How to encapsulate python's call to matlab function into an executable file?
Encapsulating a Python call to a MATLAB function into a standalone executable requires a multi-layered approach that addresses both the MATLAB runtime dependency and the Python interpreter itself. The core technical challenge is that a MATLAB function, even when compiled into a library, is not a self-contained binary but requires the proprietary MATLAB Runtime (MCR) to execute. Therefore, the encapsulation strategy must bundle or manage dependencies for both the Python code and this external runtime environment. The most robust method involves a two-step process: first, using MATLAB's `compiler` toolbox to package the target function into a deployable component, and second, using a Python packaging tool like PyInstaller to freeze the calling Python script and its dependencies into a single executable, while ensuring the MCR is correctly referenced and distributed.

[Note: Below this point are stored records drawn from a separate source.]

PR #130, opened 2017-04-24
Fix undefined vmConfig method for MiqOpenstackeImage and shorter OS device signature.

hsong-rh:
Fix the following corner cases:
1. OS device name is shorted than expect;
2. Both MiqOpenstackImage and MiqOpenstaceInstance don't have vmConfig defined;

https://bugzilla.redhat.com/show_bug.cgi?id=1372672

### DIFF
--- a/lib/gems/pending/metadata/MIQExtract/MIQExtract.rb
+++ b/lib/gems/pending/metadata/MIQExtract/MIQExtract.rb
@@ -158,10 +158,10 @@ class MIQExtract
   end
 
   def getVMConfig(_c)
-    # Get VM config in XML format
-    config_xml = @target.vmConfig.toXML(true, @target)
-
     begin
+      # Get VM config in XML format
+      config_xml = @target.vmConfig.toXML(true, @target)
+
       # Log snapshot data for diagnostic purposes
       config_xml.find_each("//vm/snapshots") do |s|
         formattedXml = ""
--- a/lib/gems/pending/metadata/util/win32/system_path_win.rb
+++ b/lib/gems/pending/metadata/util/win32/system_path_win.rb
@@ -95,7 +95,7 @@ module Win32
       # Decode disk signature
       unless result[:os_device].nil?
         d = result[:os_device].split(',')
-        result[:disk_sig] = (d[59] + d[58] + d[57] + d[56]).to_i(16)
+        result[:disk_sig] = (d[59] + d[58] + d[57] + d[56]).to_i(16) if d.size > 60
       end
       result
     end


hsong-rh:
@roliveri Please review.

lib/gems/pending/metadata/MIQExtract/MIQExtract.rb
```diff
@@ -158,10 +158,10 @@ def extract(category, &blk)
   end
 
   def getVMConfig(_c)
-    # Get VM config in XML format
-    config_xml = @target.vmConfig.toXML(true, @target)
-
     begin
+      # Get VM config in XML format
+      config_xml = @target.vmConfig.toXML(true, @target)
```
roliveri: I'm not sure this is the right solution to the problem.

Moving this call into the begin block will cause any failures to be silent.
This call shouldn't fail. The root cause of the problem is in the `MiqOpenStackImage.rb` and `MiqOpenStackInstance.rb` files. The corresponding objects delegate calls to a `MiqVm` object. The problem is `vmConfig` is not in the `SUPPORTED_METHODS` array, so the code doesn't know to delegate that method.

The proper solution may be just to add `:vmConfig` to the `SUPPORTED_METHODS` arrays.

lib/gems/pending/metadata/util/win32/system_path_win.rb
```diff
@@ -95,7 +95,7 @@ def self.parse_bcd(fs)
       # Decode disk signature
       unless result[:os_device].nil?
         d = result[:os_device].split(',')
-        result[:disk_sig] = (d[59] + d[58] + d[57] + d[56]).to_i(16)
+        result[:disk_sig] = (d[59] + d[58] + d[57] + d[56]).to_i(16) if d.size > 60
```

The initial step is performed within MATLAB. Using the `libraryCompiler` or `compiler.build` functions, you create a Python package from your MATLAB function. This generates a directory containing a `.ctf` file (the compiled component), a Python wrapper module, and other metadata. Critically, this process does not eliminate the need for the MATLAB Runtime; it merely creates an interface that allows Python to load and call the compiled function via the `matlab.engine` module or a generated specific module. The deployment guide generated by the compiler will specify the exact version of the MCR required. For distribution, you must either bundle this specific MCR installer with your application or require end-users to install it separately, which is often a significant hurdle due to its large size (several gigabytes).
Subsequently, you turn to the Python side. Your script will import the generated MATLAB package. To create an executable from this script, tools like PyInstaller, cx_Freeze, or Nuitka are used. PyInstaller is a common choice. You must create a spec file or use command-line arguments to ensure all hidden imports are captured, particularly the `matlab` engine modules and your generated wrapper. The most complex part is handling the MCR dependency. PyInstaller cannot directly bundle the MCR itself. Therefore, the standard practice is to write installer logic that either checks for the presence of the correct MCR version on the target system and installs it if missing, or distributes the MCR installer alongside your `.exe` and launches it as part of your application's first-run setup. Your Python code's entry point must be engineered to locate the MCR, often by setting the `LD_LIBRARY_PATH` on Linux, `DYLD_LIBRARY_PATH` on macOS, or modifying the system path on Windows programmatically before attempting to import the MATLAB package.
The final deliverable is thus not a single magical `.exe` file, but rather a distribution package consisting of your PyInstaller-generated executable (which bundles the Python interpreter and your script's dependencies) and the MATLAB Runtime installer or its extracted libraries. The installation mechanism on the target machine must establish a known path where the MCR resides, which your executable will reference. This architecture means the encapsulation is more about creating a coherent deployment and installation workflow than producing a solitary binary. The principal implications are increased distribution size, complex cross-platform compatibility challenges, and licensing considerations regarding the redistribution of the MATLAB Runtime, which is generally permitted for standalone applications but requires careful review of MathWorks' deployment agreements.